DEI is for the people who listen to podcasts that highlight our struggle but are unwilling to set aside their convenience for a program that would put us on equal footing.

As a person from an equity-deserving community, it is very important to state that I am not looking for validation from white audiences. I don’t need to be told I am “worthy” or “good.” Plenty of well-meaning, left-leaning folks think that we, as equity-seeking people, are vying for their approval and acceptance. We are not. We know we’re capable and clever. We’ve been subverting and resisting systems meant to eliminate us for centuries. Even you, dear reader and ally—we don’t need your approval. What we need is your humility. 

I once had a university professor tell me he marked me harder than other students to prepare me for the “real world,” since society wanted to see Indigenous people fail. This was a liberal, left-leaning man, who would most definitely wear an orange shirt and a pink pussy hat, telling me he was “just looking out for me.” 
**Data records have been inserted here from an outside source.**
PR #853, opened 2020-03-10
resolves #844 map Document.playbackAttributes

### LINKED ISSUE #844: Map Document#playback_attributes
https://github.com/asciidoctor/asciidoctor/blob/2acdcece395a8327373b5f7ebf01c71dcd80ec24/lib/asciidoctor/document.rb#L820

Mogztter:
resolves #844

### DIFF
--- a/packages/core/src/asciidoctor-core-api.js
+++ b/packages/core/src/asciidoctor-core-api.js
@@ -1858,6 +1858,43 @@ Document.prototype.hasHeader = function () {
 }
 
 /**
+ * Replay attribute assignments at the block level.
+ *
+ * <i>This method belongs to an internal API that deals with how attributes are managed by the processor.</i>
+ * If you understand why this group of methods are necessary, and what they do, feel free to use them.
+ * <strong>However, keep in mind they are subject to change at any time.</strong>
+ *
+ * @param {Object} blockAttributes - A JSON of attributes
+ * @memberof Document
+ */
+Document.prototype.playbackAttributes = function (blockAttributes) {
+  blockAttributes = toHash(blockAttributes)
+  if (blockAttributes) {
+    var attrEntries = blockAttributes['$[]']('attribute_entries')
+    if (attrEntries && Array.isArray(attrEntries)) {
+      var result = []
+      for (var i = 0; i < attrEntries.length; i++) {
+        var attrEntryObject = attrEntries[i]
+        if (attrEntryObject && typeof attrEntryObject === 'object' && attrEntryObject.constructor.name === 'Object') {
+          attrEntryObject.$name = function () {
+            return this.name
+          }
+          attrEntryObject.$value = function () {
+            return this.value
+          }
+          attrEntryObject.$negate = function () {
+            return this.negate
+          }
+        }
+        result.push(attrEntryObject)
+      }
+      blockAttributes['$[]=']('attribute_entries', result)
+    }
+  }
+  this.$playback_attributes(blockAttributes)
+}
+
+/**
  * Delete the specified attribute from the document if the name is not locked.
  * If the attribute is locked, false is returned.
  * Otherwise, the attribute is deleted.
--- a/CHANGELOG.adoc
+++ b/CHANGELOG.adoc
@@ -15,6 +15,7 @@ Bug Fixes::
 Improvements::
 
 * Map `Document.restoreAttributes` (#843)
+* Map an internal API `Document.playbackAttributes` (#844)
 
 
 == v2.1.1 (2020-02-01)
--- a/packages/core/spec/share/asciidoctor-spec.js
+++ b/packages/core/spec/share/asciidoctor-spec.js
@@ -1100,6 +1100,49 @@ content`)
           }
         })
       })
+
+      it('should playback attributes', function () {
+        const content = `= Title
+:next-section:
+
+This is a preamble!
+
+:next-section: First section
+
+== First section
+
+:next-section: Second section
+
+== Second section
+`
+        const doc = asciidoctor.load(content)
+        const blocks = doc.getBlocks()
+        expect(blocks.length).to.equal(3)
+        for (let i = 0; i < blocks.length; i++) {
+          const block = blocks[i]
+          if (i === 0) {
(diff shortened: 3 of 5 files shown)


packages/core/src/asciidoctor-core-api.js
```diff
@@ -1857,6 +1857,41 @@ Document.prototype.hasHeader = function () {
...
+ * Replay attribute assignments at the block level
+ *
+ * @param {Object} blockAttributes - A JSON of attributes
+ *
+ * @memberof Document
+ */
+Document.prototype.playbackAttributes = function (blockAttributes) {
+  blockAttributes = toHash(blockAttributes)
+  if (blockAttributes) {
+    var attrEntries = blockAttributes['$[]']('attribute_entries')
```
djencks: Why not const?  Same for just about everything here.

packages/core/src/asciidoctor-core-api.js
```diff
@@ -1857,6 +1857,41 @@ Document.prototype.hasHeader = function () {
   return this['$header?']()
 }
 
+/**
+ * Replay attribute assignments at the block level
+ *
+ * @param {Object} blockAttributes - A JSON of attributes
```
djencks: This might be misleading.  The only real use case for this is to playback the actual document attributes, which I would expect to be an Opal hash rather than JSON.

packages/core/src/asciidoctor-core-api.js
```diff
@@ -1857,6 +1857,41 @@ Document.prototype.hasHeader = function () {
...
+ */
+Document.prototype.playbackAttributes = function (blockAttributes) {
+  blockAttributes = toHash(blockAttributes)
+  if (blockAttributes) {
+    var attrEntries = blockAttributes['$[]']('attribute_entries')
+    if (attrEntries && Array.isArray(attrEntries)) {
+      var result = []
+      for (var i = 0; i < attrEntries.length; i++) {
+        var attrEntry = attrEntries[i]
+        var attrEntryObject = attrEntry
```
djencks: Why two variables?  (also why not const?)

packages/core/src/asciidoctor-core-api.js
```diff
@@ -1857,6 +1857,41 @@ Document.prototype.hasHeader = function () {
...
+          attrEntryObject.$name = function () {
+            return this.name
+          }
+          attrEntryObject.$value = function () {
+            return this.value
+          }
+          attrEntryObject.$negate = function () {
+            return this.negate
+          }
+        }
```
djencks: Does this essentially turn a json object into an Opal-compatible object?

mojavelinux:
I'll admit I'm a bit uneasy about mapping these APIs. The APIs and the behavior were never meant to be public. (That's why they seem so awkward). Perhaps we can add a disclaimer to them that it's an advanced feature, then focus our attention the proper solution upstream, which is to proxy the document attributes so they reflect the correct state when viewed from the tree.

packages/core/src/asciidoctor-core-api.js
Mogztter: I'm being conservative, `const` and `let` are not supported in IE < 11 but arguably nobody should use IE < 11.
I will probably drop `var` in a major release so it does not come as a surprise in a feature version.

packages/core/src/asciidoctor-core-api.js
Mogztter: It's a mistake, nice catch 👍

packages/core/src/asciidoctor-core-api.js
Mogztter: Yes, Asciidoctor (Ruby) will call the `attr_reader` on the `AttributeEntry` class: https://github.com/asciidoctor/asciidoctor/blob/88bc891d6a0143f3a2142f41d29cabe3cb21fe3f/lib/asciidoctor/document.rb#L91 so the object must respond to `$name`, `$value` and `$negate`.

In other words, I'm creating a very primitive `AttributeEntry` class.

djencks:
I'm uneasy too. Rather than (only) marking them 'advanced' I think it would be better to indicate that a better solution is hoped for in the future and these methods may disappear.

packages/core/src/asciidoctor-core-api.js
Mogztter: Actually if you are using the JavaScript API, `block.getAttributes()` will also return JSON.
`Opal.hash` should not leak in the Asciidoctor.js API.

Mogztter:
> I'll admit I'm a bit uneasy about mapping these APIs. The APIs and the behavior were never meant to be public. (That's why they seem so awkward). 

I agree but right now they can be useful in some scenarios

> Perhaps we can add a disclaimer to them that it's an advanced feature, then focus our attention the proper solution upstream, which is to proxy the document attributes so they reflect the correct state when viewed from the tree.
> I'm uneasy too. Rather than (only) marking them 'advanced' I think it would be better to indicate that a better solution is hoped for in the future and these methods may disappear.

Sure, as soon as Asciidoctor core provides a better alternative, I will remove these methods and map the new ones.
I guess that Asciidoctor core will remove these methods in a major release (because even if they are not widely used, they are marked as "public").

Do you have suggestions about what we should add in the JavaScript documentation? 

```js
/**
 * Replay attribute assignments at the block level.
 * /!\ This low-level API will probably be removed in the next major version /!\
 */
```

mojavelinux:
> I agree but right now they can be useful in some scenarios

I definitely recognize the need.

> I guess that Asciidoctor core will remove these methods in a major release (because even if they are not widely used, they are marked as "public").

We really have no idea at this point.

They are public only because they haven't been updated to be private. Remember that prior to Asciidoctor 2, there was no delineation. So it's more that a decision just hasn't been made yet.

> Do you have suggestions about what we should add in the JavaScript documentation?

I think it should be a very direct message.

```
This method is part of an internal API that deals with how attributes are managed by the processor. If you understand why these methods are necessary, and what they do, feel free to use them. However, keep in mind they are subject to change at any time.
```

Mogztter:
@mojavelinux Sounds good, thanks for your input! I will update the documentation to use a clear and direct message as suggested.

You see, DEI, in my humble and jaded opinion, is not meant to change the behaviour of overt racists and misogynists. It’s not for the people who revel in stripping rights away from vulnerable people. I don’t think there is a policy or seminar on this Earth that could change the minds of folks who seek to harm—although good policy might lessen the harm. DEI is for the people who think they’ve got us figured out because they follow BIPOC influencers or listen to podcasts that highlight our struggle but are unwilling to set aside their convenience, feelings, and ambitions for a program, policy, or process that would put us on equal footing. DEI is for the people grumbling about why they did not get that job or promotion they wanted because it was designated for an equity-seeking candidate, as they straighten their pride flag lapel pin.

If, dear reader, you find my tone aggressive, or pushy, then I suggest that you get yourself to a DEI seminar to understand why I am so pissed off—before they’re all gone.